As digital health funding fell in Q3, a new normal emerged

Steven Loeb · October 3, 2023 · Short URL:

Investments drift away from pandemic-era spaces, toward workflow solutions and value-based care

2022 saw the highs of the pandemic investment into digital health officially collapse, with investments dropping in every single quarter from the one prior. Things seemed to bounce back a bit in Q1, but the last two quarters have once again showed that things are still slowing down.

That could be the new normal, according to data from Rock Health, which showed digital health startups in the U.S. raising $2.5 billion across 119 deals in Q3, making it the second-lowest quarter by funding total since the fourth quarter of 2019, aka the one right before the pandemic hit. 

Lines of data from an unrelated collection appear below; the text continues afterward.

PR #3725, opened 2018-11-30
ICP-7202

KKlimczukS:
@greens @MAblewiczS @MGoralczykS @DCzarneckaS @MMateusiakS @PKacprowiczS 
Please, could You take a look ?
 
DTH relied too much on NotificationReport (the state on/off was set to according to it). Meanwhile workaround for cleaning tamper was added and it caused switching siren OFF after few seconds. In case of Yale Siren tamper only activates the siren and doesn't change it's internal state (SwitchBinaryGet reported 0 when the siren was ON), that's why we shouldn't rely on it.

### DIFF
--- a/devicetypes/smartthings/zwave-siren.src/zwave-siren.groovy
+++ b/devicetypes/smartthings/zwave-siren.src/zwave-siren.groovy
@@ -26,7 +26,6 @@ metadata {
 		capability "Sensor"
 		capability "Switch"
 		capability "Health Check"
-		capability "Tamper Alert"
 
 		fingerprint inClusters: "0x20,0x25,0x86,0x80,0x85,0x72,0x71"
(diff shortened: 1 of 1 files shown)


tpmanley:
Has this been tested while running locally?

greens:
Remove the "Tamper" capability (and all related messages) since it is now unused.

Fun that we got to have that big fight about it and generate new metadata that got rolled back for something that is getting completely removed anyway.

KKlimczukS:
Yes, it was tested with runLocally set to true. Wouldn't call it "a big fight" ;) - we expected that tamper would do more stuff than just physically turning the siren on. There are two tamper springs in the siren, but only one of them does anything (verified on two Yale devices that we have here).

greens (approved):

workingmonk:
updated PR title with correct ticket format

PR #3727, opened 2018-12-03
[ICP-7220] Fingerprint fix.

MGoralczykS:
@MAblewiczS @MMateusiakS @PKacprowiczS @DCzarneckaS @KKlimczukS 
There were two fingerprints. Diffrences between them were "deviceJoinName" and "outClasters"  I've deleted one fingerprint and added missing claster to "outClusters". Both bulbs was checked and them are pairing with correct name. 
 
Could you review this?


MAblewicz (approved):
Looks ok. Two FP (for same device) were merged into one.

PR #3738, opened 2018-12-04
ICP-7184 Query locks for battery level when power is restored

greens:
After consultation with Yale, they informed us that this notification is sent when power is restored. We'll use it to trigger a battery poll in the case that batteries were changed.

### DIFF
--- a/devicetypes/smartthings/zwave-lock.src/zwave-lock.groovy
+++ b/devicetypes/smartthings/zwave-lock.src/zwave-lock.groovy
@@ -626,6 +626,9 @@ private def handleBatteryAlarmReport(cmd) {
 	def deviceName = device.displayName
 	def map = null
 	switch(cmd.zwaveAlarmEvent) {
+		case 0x01: //power has been applied, check if the battery level updated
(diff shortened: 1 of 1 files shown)


devicetypes/smartthings/zwave-lock.src/zwave-lock.groovy
```diff
@@ -626,6 +626,9 @@ private def handleBatteryAlarmReport(cmd) {
 	def deviceName = device.displayName
 	def map = null
 	switch(cmd.zwaveAlarmEvent) {
+		case 0x01: //power has been applied, check if the battery level updated
```
tpmanley, line 629: Does this work with local execution?

greens: Yeah. LE only handles types 1, 7, 2, and 5. Everything else falls through. @kianooshST can you  confirm?

greens:
Verified by SR-Pol.

tpmanley (approved):

PR #3740, opened 2018-12-05
ICP-7369 ONEAPP-8773 add new version orvibo smoke sensor fingerprint.

BYDengS:
Hello,@greens ,@MAblewiczS ,and @ALamchaS .The ORVIBO smoke sensor have a new version device, and I have added the new version fingerprint in DTH.Please help review and merge it to China IOT Server.


tpmanley:
ICP-7369 looks like it might be a duplicate of ONEAPP-8773. At the very least both tickets should be referenced but you could also use the ONEAPP ticket instead since it has a lot of visibility and close the ICP ticket as a duplicate.

greens (approved):

greens:
published on staging and prod in CN

PR #471, opened 2024-06-25
DPE-4699 backup logging and other fixes

paulomach:
## Issue

* no realtime logs for long running sub commands
* lack of status for users
* restore timeouts if client session has pending transaction
* post_restore was not creating cluster-set
* flush logs are attempted when mysqld is not running

## Solution

* stream backup/store related commands to juju log
* improved unit status setting
* kill client sessions on pre-restore
* add cluster-set creation to post-restore
* only flush logs if mysqld is running
* typing fixes here and there


src/mysql_vm_helpers.py
```diff
@@ -527,31 +529,54 @@ def _execute_commands(
...
+            stderr=subprocess.PIPE,
+        )
+
+        if stream_output == "stderr":
+            while process.stderr and (line := process.stderr.readline()):
+                logger.debug(line.strip())
+                stderr += line
+        elif stream_output == "stdout":
+            while process.stdout and (line := process.stdout.readline()):
+                logger.debug(line.strip())
```
shayancanonical, line 561: very nice!

shayancanonical (approved):
Wonderful stuff!

lib/charms/mysql/v0/backups.py
```diff
@@ -533,22 +543,29 @@ def _on_restore(self, event: ActionEvent) -> None:
...
+    def _pre_restore(self) -> Tuple[bool, str]:
         """Perform operations that need to be done before performing a restore.
 
         Returns: tuple of (success, error_message)
         """
+        if not self.charm._mysql.is_mysqld_running():
+            return True, ""
+
         try:
+            logger.info("Stopping mysqld before restoring the backup")
```
taurus-forever, line 558: Should we remove `endpoint` from relation -> informing router/clients DB is not reachable?

taurus-forever (approved):
What would be amazing: merge and play it edge. Excellent work and nice UX!

P.S. I was expecting a bit smarter backup tests separation (reusing code, as you have copied 377 lines into the second file changing there 4 constants :-)... microceph has 9 lines difference (from 377)... supporting those copy&paste will produce human mistakes. 

Up to you.

PR #478, opened 2024-07-03
DPE-4699 Set instance offline mode on restore

paulomach:
## Issue

Clients will try reconnect to server on restore, which can prevent service stop

## Solution

Ensure clients can connect by setting server offline mode


tests/integration/high_availability/test_async_replication.py
```diff
@@ -179,6 +179,7 @@ async def test_deploy_router_and_app(first_model: Model) -> None:
         application_name=MYSQL_ROUTER_APP_NAME,
         series="jammy",
         channel="dpe/edge",
+        revision=202,  # TODO: Remove once router is published
```
shayancanonical, line 182: is this still necessary?

shayancanonical (approved):

PR #482, opened 2024-07-11
DPE-4850 cluster metadata and instance state checks

paulomach:
## Issue

See k8s [issue](https://github.com/canonical/mysql-k8s-operator/issues/457) and [Pr](https://github.com/canonical/mysql-k8s-operator/pull/458)

## Solution

* implemented changes for fixes on k8s
* refactored lib/charm to be less reliant on databag keys
* commentary cleanup for size reduction (<128k)

PR #483, opened 2024-07-11
Attempt to reduce charm lib size so it can be published

shayancanonical:
## Issue
We cannot publish our mysql charm lib because it is too large in size (https://github.com/canonical/mysql-operator/actions/runs/9884439921/job/27315469186#step:4:82)

## Solution
Remove docstring args, kwargs, raises and return info


paulomach (approved):

paulomach:
replaced by #482

PR #484, opened 2024-07-15
Remove unused key/values from the databag

shayancanonical:
## Issue
We refactored how we calculate `cluster_initialized` and `unit_initialized` in #482. This uses the metadata in the database instead of relying on `units-added-to-cluster` and `unit-intialized` values in the databag. However, there are still places in the code where we set these keys

## Solution
Remove statements that set these keys

### DIFF
--- a/.github/workflows/ci.yaml
+++ b/.github/workflows/ci.yaml
@@ -89,6 +89,7 @@ jobs:
       cloud: lxd
       juju-agent-version: ${{ matrix.juju.agent }}
       libjuju-version-constraint: ${{ matrix.juju.libjuju }}
+      lxd-snap-channel: 5.21/stable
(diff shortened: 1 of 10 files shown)


paulomach (commented):
I've intended to leave `units-added-to-cluster` to trigger `peer-relation-changed` and speed up deployment, since it handle other units being added. But thinking it through, it may not be necessary. 
Did you notice any slowdown?

paulomach:
> Since we are setting `member-state` and `member-role`, peer-relation-changed gets triggered anyway and there is no delay in joining the cluster

so kill them with :fire:

paulomach (approved):

taurus-forever (approved):
Great to keep the house clean!

PR #487, opened 2024-07-19
[DPE-4118] Port mysql lib changes from k8s + increment tls lib for local changes

shayancanonical:
## Issue
1. We need to break out a method for executing remove_instance commands (changes already in [k8s PR](https://github.com/canonical/mysql-k8s-operator/pull/433)
2. We need to increment the tls lib as there were changes in [PR 482](https://github.com/canonical/mysql-operator/pull/482), but libpatch wasnt updated

## Solution
1. Port over changes from the k8s PR
2. Increment tls lib's libpatch

### DIFF
--- a/lib/charms/mysql/v0/mysql.py
+++ b/lib/charms/mysql/v0/mysql.py
@@ -128,7 +128,7 @@ LIBID = "8c1428f06b1b4ec8bf98b7d980a38a8c"
 # Increment this major API version when introducing breaking changes
 LIBAPI = 0
 
-LIBPATCH = 63
+LIBPATCH = 64
 
 UNIT_TEARDOWN_LOCKNAME = "unit-teardown"
 UNIT_ADD_LOCKNAME = "unit-add"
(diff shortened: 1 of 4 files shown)


paulomach (approved):
lgtm, just add a unit test for the new method please

lib/charms/mysql/v0/mysql.py
```diff
@@ -1778,6 +1778,24 @@ def _get_host_ip(host: str) -> str:
...
 
+    def execute_remove_instance(self, connect_instance: Optional[str] = None) -> None:
+        """Execute the remove_instance() script with mysqlsh.
+
+        Args:
+            connect_instance: (optional) The instance from where to run the remove_instance()
+        """
+        remove_instance_options = {
+            "password": self.cluster_admin_password,
+            "force": "true",
```
taurus-forever, line 1789: Q: do we need to force it by default?

taurus-forever (approved):
LGTM, just one question.

BTW, I would merge LIBPATH ASAP if this PR stuck. Otherwise it can be polluted by https://github.com/canonical/mysql-operator/pull/489/files#diff-414e9b4c59325e09514ab3b986f01bd805dcecd3b568d5ff45a46e357416531d

lib/charms/mysql/v0/mysql.py
shayancanonical: both of our use cases need force, but added a kwarg for `force=False` (tested against https://github.com/canonical/mysql-k8s-operator/actions/runs/10048296233)

PR #493, opened 2024-07-25
[DPE-2477] Add a minimal set of alert rules from the Awesome Prometheus Alert Rules blog

shayancanonical:
## Issue
We would like to import a minimal set of alert rules from the [Awesome Prometheus Alert Rules blog](https://samber.github.io/awesome-prometheus-alerts/rules#mysql)

## Solution
Import rules (noting slight modifications). Do not include any replication rules as they are not Group Replication related

image

### DIFF
--- a/src/alert_rules/prometheus/metrics_alert_rules.yaml
+++ b/src/alert_rules/prometheus/metrics_alert_rules.yaml
@@ -14,7 +14,7 @@ groups:
 
       # 2.1.2
       # customized: 80% -> 90%
-      - alert: MySQLTooManyConnections(>80%)
+      - alert: MySQLTooManyConnections(>90%)
         expr: max_over_time(mysql_global_status_threads_connected[1m]) / mysql_global_variables_max_connections * 100 > 90
         for: 2m
         labels:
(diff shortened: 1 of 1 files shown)


src/alert_rules/prometheus/metrics_alert_rules.yaml
```diff
@@ -11,3 +12,65 @@ groups:
...
 
+      # 2.1.2
+      # customized: 80% -> 90%
+      - alert: MySQLTooManyConnections(>80%)
+        expr: max_over_time(mysql_global_status_threads_connected[1m]) / mysql_global_variables_max_connections * 100 > 90
+        for: 2m
+        labels:
+          severity: warning
+        annotations:
+          summary: MySQL too many connections (> 90%) (instance {{ $labels.instance }})
```
taurus-forever, line 23: It is 80% in lines 17-18 and 90% here. Typos?

taurus-forever (commented):
LGTM as a step 1, one typo inside otherwise LGTM. Thank you!

src/alert_rules/prometheus/metrics_alert_rules.yaml
shayancanonical: oops, sorry, yes typo. corrected in 029f4b826677a277e3f935c317413ecaacf108e4

paulomach (approved):
Ok for starting. We need to check if not having GR alerts/metrics is a show stopper though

This is also the fourth of the five past quarters to log funding in the $2 billion range, the exception being Q1 of this year, though all five saw deals in the low 100s, with Q1 again being the outlier with 131.

How far has digital health fallen in just the last two years? 2021's total was a record breaking $29.2 billion; 2022 ended up down 48% from that sum, and 2023 is looking like it will see another significant downturn: there was $8.6 billion raised across 365 deals in the first three quarters of the year, down 32% from the $12.6 billion invested at the same time in 2022, and down 20% from the 458 deals in the first three quarters of the prior year. 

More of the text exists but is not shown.